Re: [Bar: Jack & Patrick]
[Jack predictably, followed the tumble of electronic over polished bar. He didn't look with any real intention. He had come to the bar because he didn't want to know rather more than he wanted to know anything more but he did follow where it rested, and he ignored his own, wedged into his pocket. There wasn't any sense of immediacy about Jack in that bar. The whiskey, perhaps but that was expediency rather than urgent.
He thought about it. About having been in deep discussion about this very man - boy? Masculinity was a complicated beast and so was adulthood. The transition between youth and man was a faff to try to parse in a bar that liked to play Johnny Cash loudly enough to deter coherent thought, but Jack thought Patrick young, and achingly American with his 'bro'.]

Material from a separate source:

PR #571, opened 2026-06-04
Show map preview on variant cards

johnpooch:
Variant cards on the variants list now show a map preview. On mobile the preview spans the full card width above the content; on larger screens it sits to the left as a fixed-width column.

The problem with living here permanently, I should think. You acquire people who think they're entitled to comment on what and where and when you drink. Rough night, was it? [No, Jack did not think family gatherings were in the immediate offing. He had never met Patrick's brother, Adrian when he had been in his own right -- body, if not in mind. He recalled him now.]
There's only so many bars, and I prefer- [Jack's voice faded. Actually, what he'd been about to say was he preferred not to look at tits as he drank, but that seemed rather too on the nose. And then Patrick referred to Dahlia and Jack laughed, through comingled confusion, remembrance and christ, a little irony.]
No, and no. Dahlia doesn't drive me to drink, I've not been on the wagon reliably in months and I had an evening I've spent too much time thinking and talking about.